The clinical features and treatment outcome of chronic hepatitis C with pegylated interferon and ribavirin in routine care
- Author:
Soek Siam Tan
;
Adlin Nadia Zakaria
- Publication Type:Original Article
- Keywords:
Hepatitis C;
“real world”;
pegylated interferon and ribavirin;
sustained virological response;
adverse events
- From:
The Medical Journal of Malaysia
2017;72(3):165-174
- CountryMalaysia
- Language:English
-
Abstract:
Aim: To describe the clinical characteristic of hepatitis C
(HCV) patients and the results of pegylated interferon and
ribavirin (PegIFN/RBV) therapy in a routine clinical practice.
Methods: A retrospective review of consecutive HCV
patients treated with PegIFN/RBV in 2004 to 2012.
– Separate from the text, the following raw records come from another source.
PR #949, opened 2018-06-07
Change libs dropdown style

RabsRincon:
It now features a nice hide/show system.

This is an idea I have had to aliviate the problem of "too many versions" installed. It's a PR because I'm not happy at all with how it looks and as its style can be vastly improved, I tought a PR would be the best way to find some help with it :)

### DIFF
--- a/static/compiler.js
+++ b/static/compiler.js
@@ -1371,7 +1371,7 @@ Compiler.prototype.updateLibsDropdown = function () {
                 this.compile();
             }, this);
 
-            _.each(this.availableLibs[this.currentLangId], _.bind(function (lib, libKey) {
+            _.each(this.availableLibs[this.currentLangId], function (lib, libKey) {
                 var libsList = getNextList();
                 var libArrow = $('<span></span>')
                     .addClass('lib-dropdown-arrow glyphicon glyphicon-arrow-down');
@@ -1444,7 +1444,7 @@ Compiler.prototype.updateLibsDropdown = function () {
                 });
                 libGroup.appendTo(libCat);
                 libCat.appendTo(libsList);
-            }, this));
+            });
             return $('<div></div>').addClass('libs-container').append(libLists);
         }, this),
         html: true,
--- a/static/compiler.js
+++ b/static/compiler.js
@@ -1347,32 +1347,14 @@ Compiler.prototype.updateLibsDropdown = function () {
                 return libLists[currentLibIndex];
             };
 
-            var onChecked = _.bind(function (e) {
-                var elem = $(e.target);
-                // Uncheck every lib checkbox with the same name if we're checking the target
-                if (elem.prop('checked')) {
-                    var others = $.find('input[name=\'' + elem.prop('name') + '\']');
-                    _.each(others, function (other) {
-                        $(other).prop('checked', false);
-                    });
-                    // Recheck the targeted one
-                    elem.prop('checked', true);
-                }
-                // And now do the same with the availableLibs object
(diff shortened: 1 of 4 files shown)


static/compiler.js
```diff
@@ -1399,6 +1381,32 @@ Compiler.prototype.updateLibsDropdown = function () {
                 if (libsList.children().length > 0)
                     libsList.append($('<hr>').addClass('lib-separator'));
 
+                var onChecked = _.bind(function (e) {
```
RabsRincon: I want this function back on top so there's only one version. It's here now because the node tree was a bit confusing at 3am to select the correct parent element.

Maybe https://stackoverflow.com/a/9467172/4410614 can help

static/compiler.js
```diff
@@ -1416,10 +1424,27 @@ Compiler.prototype.updateLibsDropdown = function () {
...
                         )
                     );
+                    if (version.used) {
+                        anyVerInUse = true;
+                    }
+                });
+
+                libArrow.css('color', anyVerInUse ? 'green' : 'black');
+
+                libGroup.hide();
```
RabsRincon: subdropdown states are not preserved between dropdown toggles/state saves (I dont think it's needed, that's why it's not here. If someone thinks otherwise, please let me know)

static/themes/default-theme.css
```diff
@@ -162,6 +162,10 @@ body {
     background-color: #f2f2f2;
 }
 
-.popover-content {
-    background-color: #f0f0f0;
+.popover, .popover-content, .libs-container, .lib-list {
```
RabsRincon: Missing dark theme variant!

static/compiler.js
```diff
@@ -1399,6 +1381,32 @@ Compiler.prototype.updateLibsDropdown = function () {
                 if (libsList.children().length > 0)
                     libsList.append($('<hr>').addClass('lib-separator'));
 
+                var onChecked = _.bind(function (e) {
+                    var elem = $(e.target);
+                    // Uncheck every lib checkbox with the same name if we're checking the target
+                    if (elem.prop('checked')) {
+                        var others = $.find('input[name=\'' + elem.prop('name') + '\']');
```
RabsRincon: This might be a bug on the original code. How are not the rest of the compiler libs unchecked by this `$.find`?

static/themes/default-theme.css
RabsRincon: Added

mattgodbolt:
Love the way this is looking! I don't like the arrow widget itself, but the fact it's there and clear what's going on; and that it goes green when someone picks a library is very obvious what's going on. Maybe use the same down arrow/up arrow as the dropdowns use (which seems to be a CSS trick: look for `.selectize-input:after` in selectize and it uses borders to make the little triangle...)

mattgodbolt:
Selectize: https://github.com/selectize/selectize.js/blob/47e048662d865c4f1ea3b2337de5e06e92fd9530/dist/css/selectize.bootstrap3.css#L295 -- not sure if that's useful or not. Also the `<b class="caret">` thing we use in the "+ Add new..." button might work too.

RabsRincon:
I've found https://css-tricks.com/snippets/css/css-triangle/ which seems to be what you mention? it's a supper neat trick! I'll look into adding it

RabsRincon:
The arrows are now made entierly with CSS, and it should be easy enough to change most of their attribs. Let me know what you think

mattgodbolt:
Love it! Happy to merge as-is, though _maybe_ a pixel or two gap between the dropdown marker and the library name, if that's easy (maybe a `margin-left: 2px` or similar on the text?

PR #956, opened 2018-06-14
Merge compilerProps functions to a general case one

RabsRincon:
While doing the semver update, I realized that the compilerProps could (and should) be merged into one. Note that I fucked up a bit with the branches and the semver commit history is here, but reverted.
Some git gurú can probably squash the unneeded commits, but I'll take the easy route to "ignore them and learn to checkout from master next time". Sorry!

I'll reopen the subversion PR once this one gets merged


test/compiler-finder-tests.js
```diff
@@ -30,37 +30,34 @@ const _ = require('underscore-node');
...
-    return response;
+const languages = {
+    'a-lang': {
+        id: 'a-lang'
+    }
 };
 
+const props = (key, def) => key === "compilers" ? "goodCompiler:&badCompiler" : def;
+
+const compilerProps = (langs, key, defaultValue, transform) => {
```
jaredwy: Why is this repeated from whats in app.js?

RabsRincon: I wanted to have the function be on its own file, but ad it depends upon a global variable on the app.js, I decided to to just c&p tbe function but with a slightly different implementation (This always calls props, and the one in app.js calls propsFor('langId')) I guess I can move it to a file and add some state to it? Probably the wise thing to do, yeah.

jaredwy: Having behaviour like this duplicated is asking to introduce bugs that the tests will miss because well its not being tested :D

RabsRincon: I've moved it to its own class, and updated all the relevant code. Let me know what you think :)

RabsRincon:
TIL how to squash from GitHub, so it should not be a problem anymore. :+1:

RabsRincon:
Beta instance seems to be working properly with this build, so I'm confident we're not letting some important bug slip out. 👍

jaredwy:
Looks ok to me :)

Results: A total of 273 patients received treatment. The mean
age was 44.16 ± 10.5 years and 76% were male. The top 2
self-reported risks were blood or blood product transfusion
before 1994 and injection drug use, found in 57.1% of
patients. The predominant HCV genotype (GT) was 3 at
60.6%, second was GT1 at 36.1% and other GTs were
uncommon at about 1% or less. About half of our patients
have high baseline viral load (>800,000 iu/ml), 18.3% had
liver cirrhosis and 22.3% had HIV co-infection. Co-morbid
illness was found in 42.9%, hypertension and type 2
diabetes were the two most common. The overall sustained
virological response (SVR) by intention-to-treat analysis
were 54.9% (n=150/273), 41.2% (40/97) for GT1, 100% (5/5) for
GT2 and 62% (101/163) for GT3. Subgroup analysis for HCV
monoinfected, treatment naïve showed SVR of 49.2% (31/63)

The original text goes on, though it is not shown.